メディアやエージェンシーで働く者たちの肝臓よ、喜べ。2020年の年末、かの恐るべき忘年会攻勢は訪れぬであろう。
今年は、ソーシャルディスタンス(社会的距離)を保つための施策が敷かれたまま、年末を迎えた。12月の中盤といえば、例年なら大量の酒をあおる贅沢な(そしてときに危険な)忘年会シーズンたけなわだが、そんな年の瀬の風物詩も今年はすっかり鳴りを潜めている。代わりに、企業はZoomで祝杯をあげ、従業員の自宅に「お歳暮」を送り、場合によっては、誰からも一番歓迎される贈り物、「特別休暇」を進呈している。
Zoom活用するパブリッシャー
ボックスメディア(Vox Media)とBuzzFeedは、大規模なオフィスパーティを見送り、チームごとの小さな集まりをZoomで開くことにしている。ボックスでは部門横断的なチームがバーチャルパティ開催のためのヒントや提案を集め、手引書を作成した。メレディス(Meredith)は、全社的な納会をZoomで開く予定で、同社の広報担当者によると、その場で各部署の業績を称えるという。ビジネスインサイダー(Business Insider)では例年、年の瀬になるとオフィスをホリデー仕様に飾りつける。今年は、手品の得意なコメディアンを司会にすえて、オンラインパーティを開催し、抽選で賞品を配るなどするという。
Advertisement
今年、メディア企業はさまざまな変化と適応を迫られたが、ある意味、例年とは異なる納会や忘年会もそのひとつと言えるだろう。同時に、リモートワークがより一般的な働き方として定着しつつあるなか、メディアやエージェンシーが来年以降も直面するであろうより大きな課題の一端でもある。

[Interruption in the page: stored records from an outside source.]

PR #1393, opened 2024-05-02
BREAKING CHANGE(web): PaginationItem has the same width as the Pagina…

curdaj:
…tionButtonLink in Pagination #DS-1030


curdaj:
Please check the commit message to ensure that it is correctly worded and understandable😉

literat (approved):
LGTM 👍

pavelklibani (approved):

adamkudrna (approved):
👍🏻

crishpeen:
> Please check the commit message to ensure that it is correctly worded and understandable😉

`BREAKING CHANGE(web): Item has the same width as the ButtonLink in Pagination #DS-1030`

It is good, I can only do nitpicking :) Maybe I would avoid the usage of ButtonLink because, in the web package, there is actually no ButtonLink and in the long term, we plan to deprecate ButtonLink everywhere (which, of course, you couldn't know). But we already have a component called Item, so maybe I would turn the sentence around to something like: `Pagination Item has the same minimal width as Button`.

But your current version is also understandable and I will leave it up to you :)

crishpeen (approved):

PR #1395, opened 2024-05-03
BREAKING CHANGE(web-react): Refactor types in Tabs #DS-935

curdaj:


pavelklibani (approved):

packages/web-react/src/types/tabs.ts
```diff
@@ -12,6 +13,13 @@ export interface SpiritTabsProps {
   forTab?: TabId;
 }
 
+export interface TabsProps extends ChildrenProps, TransferProps {
+  selectedTab: TabId;
+  toggle: TabsToggler;
+  // eslint-disable-next-line react/require-default-props
```
literat, line 19: Please, check if this line is still valid, e.g. can we remove it by fixing it? Thanks.

literat (approved):
Good Job 👍

PR #1396, opened 2024-05-03
BREAKING CHANGE: Remove dependency twig/twig for v1

curdaj:

### DIFF
--- a/apps/web-twig-demo/composer.lock
+++ b/apps/web-twig-demo/composer.lock
@@ -4,15 +4,15 @@
     "Read more about it at https://getcomposer.org/doc/01-basic-usage.md#installing-dependencies",
     "This file is @generated automatically"
   ],
-  "content-hash": "7707481a0927ca5ddee95b16a1fc0c79",
+  "content-hash": "3bcf4609d020b2a0b241666589bc7f05",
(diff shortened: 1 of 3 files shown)


pavelklibani (approved):

literat:
Just to be sure: no updated `composer.lock`? Even in the Twig demo app? Did you try to run `composer update`? This does not mean that this PR is not correct, but I am trying to verify the change. Thanks.

crishpeen:
> Just to be sure: no updated `composer.lock`? Even in the Twig demo app? Did you try to run `composer update`? This does not mean that this PR is not correct, but I am trying to verify the change. Thanks.

`composer update` updated all dependencies, is it ok @literat? They are still in allowed range set in composer.json, but I am not sure if we want to do that.

crishpeen (approved):

literat:
Will be mergeable after this PR: https://github.com/lmc-eu/spirit-design-system/pull/1404

literat:
> Will be mergeable after this PR: #1404. It looks like we are not ignoring lockfiles and the Composer changed the formatting of the lockfile.

This has been merged into the main. Please, rebase the entire release and this branch also.

Issue #309, opened 2020-09-24
Combat System - Damage Calculations, Combat Logs


kirmmin:
This issue focuses on the "numbers" where it comes to combat and appropriate feedback to the client. The purpose is to capture all the items necessary to support Milestone 1.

「従業員たちは常よりも深い孤立感を感じている」。そう指摘するのは、職場文化の改善を支援するコンサルティング会社、パーパスフルカルチャーグループ(Purposeful Culture Group)のS・クリス・エドモンズ最高経営責任者(CEO)だ。「1年のこの時期、どの企業も従業員の努力を称えたくなるようだが、私に言わせれば、従業員への謝意を表すのに、慌ただしい感謝祭を待つ必要などない」。
体験を贈るエージェンシー
年末のパーティはたいてい1日限定で行われるが、今年は何日かに分けて開催する企業もあるようだ。

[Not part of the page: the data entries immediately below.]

PR #327, opened 2020-10-13
Prerequisite/Core: Evaluate AND/OR Support

kirmmin:
Also includes evaluation logic for Spell Caster checks (it needed the AND/OR functionality, so bundling)

### DIFF
--- a/Source/NexusForever.WorldServer/Game/Prerequisite/PrerequisiteManager.cs
+++ b/Source/NexusForever.WorldServer/Game/Prerequisite/PrerequisiteManager.cs
@@ -49,7 +49,21 @@ namespace NexusForever.WorldServer.Game.Prerequisite
             PrerequisiteEntry entry = GameTableManager.Instance.Prerequisite.GetEntry(prerequisiteId);
             if (entry == null)
                 throw new ArgumentException();
+            
+            switch ((EvaluationMode)entry.Flags)
+            {
+                case EvaluationMode.EvaluateAND:
+                    return MeetsEvaluateAnd(player, prerequisiteId, entry);
+                case EvaluationMode.EvaluateOR:
+                    return MeetsEvaluateOr(player, prerequisiteId, entry);
+                default:
+                    log.Trace($"Unhandled EvaluationMode {entry.Flags}");
+                    return false;
+            }
+        }
 
+        private bool MeetsEvaluateAnd(Player player, uint prerequisiteId, PrerequisiteEntry entry)
+        {
             for (int i = 0; i < entry.PrerequisiteTypeId.Length; i++)
             {
                 var type = (PrerequisiteType)entry.PrerequisiteTypeId[i];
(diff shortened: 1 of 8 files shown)


Source/NexusForever.WorldServer/Game/Prerequisite/PrerequisiteManager.cs
```diff
@@ -58,12 +69,39 @@ public bool Meets(Player player, uint prerequisiteId)
...
+                if (succeeds)
+                    break;
+
+                var type = (PrerequisiteType)entry.PrerequisiteTypeId[i];
+                if (type == PrerequisiteType.None)
+                    continue;
+
+                PrerequisiteComparison comparison = (PrerequisiteComparison)entry.PrerequisiteComparisonId[i];
+                if (Meets(player, type, comparison, entry.Value[i], entry.ObjectId[i]))
+                    succeeds = true;
```
Rawaho: Any reason you aren't returning true right away?

Source/NexusForever.WorldServer/Game/Prerequisite/PrerequisiteManager.cs
```diff
@@ -58,12 +69,39 @@ public bool Meets(Player player, uint prerequisiteId)
...
+            }
+
+            if (!succeeds)
```
Rawaho: If check can removed if returning right away above as this far down will only be executed if none of the pre requisites are met.

Source/NexusForever.WorldServer/Game/Spell/Spell.cs
```diff
@@ -112,11 +112,15 @@ private CastResult CheckCast()
             return CastResult.Ok;
         }
 
-        private bool CheckPrerequisites()
+        private CastResult CheckPrerequisites()
         {
-            // TODO
-            if (parameters.SpellInfo.CasterCastPrerequisites != null)
+            if (!(caster is Player player))
```
Rawaho, line 118: Is this going to always be the case? I assume there will be _some_ checking eventually for non players.

Source/NexusForever.WorldServer/Game/Prerequisite/Static/PrerequisiteEntryFlag.cs
```diff
@@ -0,0 +1,13 @@
+﻿using System;
+using System.Collections.Generic;
+using System.Text;
+
+namespace NexusForever.WorldServer.Game.Prerequisite.Static
+{
+    [Flags]
+    public enum PrerequisiteEntryFlag
```
Rawaho: Are you sure these are actually flags? Seems more like a type since 0 is used as a valid value.

Source/NexusForever.WorldServer/Game/Prerequisite/Static/PrerequisiteComparison.cs
```diff
@@ -4,9 +4,9 @@ public enum PrerequisiteComparison
     {
         Equal    = 1,
         NotEqual = 2,
-        LessThan = 3,
-        LessThanOrEqual = 4,
-        GreaterThan = 5,
-        GreaterThanOrEqual = 6
+        GreaterThanOrEqual = 3,
```
Rawaho, line 7: Since these comparison changes are quite different are you sure this is the case for all pre requisites?

Source/NexusForever.WorldServer/Game/Prerequisite/PrerequisiteManager.cs
```diff
@@ -50,6 +50,17 @@ public bool Meets(Player player, uint prerequisiteId)
             if (entry == null)
                 throw new ArgumentException();
 
+            if ((PrerequisiteEntryFlag)entry.Flags == PrerequisiteEntryFlag.EvaluateAND)
```
Rawaho: You sure these are flags? If not make switch.

Rawaho (changes requested):

Source/NexusForever.WorldServer/Game/Prerequisite/PrerequisiteManager.cs
kirmmin: Uh, no reason 👀 lol

Source/NexusForever.WorldServer/Game/Spell/Spell.cs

たとえば、毎年ホリデーシーズンの社内パーティに全力を傾けるマーティンエージェンシー(Martin Agency)の場合、昨年はバンドを雇い、野外テントをレンタルし、オフィス内の各フロアにそれぞれ異なるテーマを設け、従業員とその同伴者にカクテルを振る舞った。同社は今年、もう少し体験型の催しを予定している。
今週を皮切りに、マーティンエージェンシーの従業員たちには箱入りのギフトが贈られる。チーフカルチャーオフィサーのカーミーナ・ドラモンド氏によると、中身は同社の仕事と価値観を反映するもので、経営陣の面々が選んだという。12月の数日を「マーティンの日」に定め、贈り物の箱をひとつずつ開けていく。そして12月10日には、全従業員がZoom経由で集まり、「ミステリーギフト」を開封する趣向という。
ドラモンド氏は、まだギフトボックスを受け取っていない従業員がいるとして、中身の詳細については明かさず、ただ「すばらしい会話、インスピレーション、楽しくて役に立つもの、私たちが私たちであることの喜びのようなもの」とだけ語った。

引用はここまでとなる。